Issue #591, opened 2022-07-28
Change the cache DB format for `zcash_client_sqlite`


str4d:
Currently we store compact blocks in rows of a SQLite table (specifically `(height, blockbytes)`), in a database specifically for caching. @ccjernigan noted that this is quite inefficient when the compact blocks become large, because SQLite is not good at data reclamation. We can "easily" reclaim that data by just deleting the database file, but this becomes more complex on e.g. Android (which uses Room for managing its SQLite databases).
_ _ _
→ Exercise aim
Output the data above in full and exactly.

→ Answer below
Issue #591, opened 2022-07-28
Change the cache DB format for `zcash_client_sqlite`


str4d:
Currently we store compact blocks in rows of a SQLite table (specifically `(height, blockbytes)`), in a database specifically for caching. @ccjernigan noted that this is quite inefficient when the compact blocks become large, because SQLite is not good at data reclamation. We can "easily" reclaim that data by just deleting the database file, but this becomes more complex on e.g. Android (which uses Room for managing its SQLite databases).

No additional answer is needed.